I once stood on the geographical center of the United States and looked out upon nothing but fields and gravel roads. At the time I took solace in the thought that the center of the nation — the very heart — was at peace and was a quiet, tranquil place.
That place is located in rural Kansas, a state that with a handful of other states makes up the Heartland of America. Almost every good thing you’ve ever read about the Heartland is true — the people are good, hardworking folks in small towns where you don’t have to lock up the doors, chain down the lawn furniture or leash the children. There are still places in America that are, more or less, a good bit like Mayberry.
The problem is that fewer and fewer people seem to know that, and fewer than ever are choosing the Mayberrys over the Gothams.
I am in a small Iowa town of roughly 2,000 souls. I’m certain you’ve never heard of it, let alone have ever been there. Judging by the “For Sale” signs around town, a lot of people seem to want to leave. The adults complain about the weather, something usually reserved for winter but this summer’s relentless heat has made it a year-around event. Some do leave, flocking with the snowbirds to Arizona and Texas, mostly, but they almost always come back. And then, once they reach a certain age, they never leave again. They die near where they were born and are often buried somewhere near their parents.

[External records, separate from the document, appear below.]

PR #245, opened 2022-06-16
feat: persist terminal mode

### LINKED ISSUE #76: Track whether in insert mode or not during toggle
Hi, thanks for making this plugin! It is awesome!

I like the `start_in_insert = true` feature a lot. However, sometimes (for example, when I am looking at output of a lot of tests), I use `C-\ C-n` to exit insert mode and scroll up, and toggle to get to the test file in question. However, if I want to refer to the test output again, now when I toggle back to the terminal it enters insert mode and goes back to the terminal input and I have to scroll back again. 

It would be nice if the plugin can track whether the user is in insert mode or not and choose _not_ to enter insert mode if a user has `C-\ C-n` in the terminal. 

One way I think this could be achieved is by using autocommands that work only in the terminal. Thoughts?

akinsho:
This PR allows each terminal to keep track of the mode the user was last in and return to in when they re-open the terminal. Fixes #76

@kdheepak can you give this a try? it should keep track of the terminal state and re-use whatever it last was

### DIFF
--- a/README.md
+++ b/README.md
@@ -148,14 +148,14 @@ require("toggleterm").setup{
     -- highlights which map to a highlight group name and a table of it's values
     -- NOTE: this is only a subset of values, any group placed here will be set for the terminal window split
     Normal = {
-      guibg = <VALUE-HERE>,
+      guibg = "<VALUE-HERE>",
     },
     NormalFloat = {
       link = 'Normal'
     },
     FloatBorder = {
-      guifg = <VALUE-HERE>,
-      guibg = <VALUE-HERE>,
+      guifg = "<VALUE-HERE>",
+      guibg = "<VALUE-HERE>",
     },
   },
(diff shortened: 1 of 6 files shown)


Shatur:
@akinsho I had the same problem as the author of #76, so the feature sounds interesting. But is there a way to switch from Toggleterm to another buffer without leaving insert mode?
Currently I use mapping like `<C-\\><C-N><C-w>h` which changes my mode to `normal`.

akinsho:
@Shatur I'm not sure, there used to be a feature like this ages ago that a user contributed, but there weren't any tests for it and I think maybe it regressed at some point without anyone commenting

Shatur:
Got it. I probably could "hack it" by settings the mode to insert manually in my mapping to be able to switch between windows without messing the mode.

Listening to the kids talk, a lot of them can’t wait to get out of town. That is not because it is a bad town, it’s because the kids simply don’t yet know that it can be a bad world. No, it’s not a bad town at all, it is a very nice place with families and small businesses and people who work hard. A lot of them end their days with dirt or grease under their fingernails because they earn money by actually producing stuff. But it is in Iowa and somehow people have been led to believe that nothing happens in Iowa. Or Kansas. Or Nebraska. Take your pick from the Heartland. Now, from my half-century perspective on life, nothing happening can be a plus.
But when I was young, I felt the same way about my hometown on the prairie. Somehow, I became convinced that nothing happened in Worthington, Minnesota, and I needed to leave to find the stuff that was happening. I have no idea what I thought that would be. Was it a quest for a high paying job in a large corporation? Did I hope to find a place in which I could become a regular patron of the opera? Was I looking for nightlife and 24-hour parties?

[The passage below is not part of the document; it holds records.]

PR #254, opened 2022-06-29
docs(README): update `vim-plug` installation instructions

gh4n:
The current installation instructions yield a syntax error. Fixed `vim-plug` installation line to match the examples in the [vim-plug docs](https://github.com/junegunn/vim-plug).


akinsho (approved):
Thanks for the PR @gh4n LGTM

The hell if I know. Looking back, I was just a stupid kid.
I got a job with a large corporation and it turned out I didn’t want that. To date, I’ve never seen an opera and I rarely go to bars. I’ve done my share of all-nighters, but those have been for work, no high spirits and high life involved in that. The only 24-hour party I’ve ever attended was in college, in Minnesota, and it involved tents and sleeping bags.
So, what was I expecting from “somewhere else” that life in a small town couldn’t provide? It turns out there was really nothing. I told myself I was going to leave, and I did. Perhaps coming back would have felt as if I had failed to find something better out there, even if it turned out there was nothing better.
I am now leaving the small town in Iowa that I briefly called home, although I’m not sure that I really want to. There is something peaceful and tranquil about this place, but I’m concerned that the tranquility is masking a horribly slow death. On my way back to the airport, I pass through an even smaller town and notice the swings are up on a swing set at one of the handful of homes along the highway. I was happy to see the swings because in the fall, during hunting season, the homeowner removes the swings and hangs bloody deer carcasses from the top bar. I know many hunters in Iowa and they take their responsibilities as seriously as they take the responsibility of providing for their families. For many people, hunting is less sport than sustenance, and there is certainly no shortage of deer in that state. There are so many deer that evidence of collisions between them and cars is sadly and frighteningly commonplace along the freeways.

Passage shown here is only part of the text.